* [Work request] Which lines have the string "connector"? Copy all of them from the entries below.

= Beginning of Section =

Issue #200, opened 2021-08-04
External Tables support for existing data


jonathanl-bq:
Feature request: use the external table capabilities, and the other connectivity support in the connector such as Kerberos support, to provide a method for creating an external table based on existing parquet data already on disk.

![ExternalTables](https://user-images.githubusercontent.com/7035336/131002421-f354d761-297e-4d65-86f3-e86875ad654d.png)

PR #233, opened 2021-09-13
External tables for Existing Data

ravjotbrar:
### Summary

This change implements the second use-case for external tables. Users will now be able to create an external table out of existing parquet data on disk. This is done by using the spark connector to write an _empty_ DF and supplying the path to the existing data in the staging_fs_url config option. In addition, the user must specify the create_external_table config option as "existing-data" if they want to use existing data or "new-data" if they want to create an external table out of spark data. 

### Description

= End of Section =

* [Answer area]
Feature request: use the external table capabilities, and the other connectivity support in the connector such as Kerberos support, to provide a method for creating an external table based on existing parquet data already on disk.
This change implements the second use-case for external tables. Users will now be able to create an external table out of existing parquet data on disk. This is done by using the spark connector to write an _empty_ DF and supplying the path to the existing data in the staging_fs_url config option. In addition, the user must specify the create_external_table config option as "existing-data" if they want to use existing data or "new-data" if they want to create an external table out of spark data. 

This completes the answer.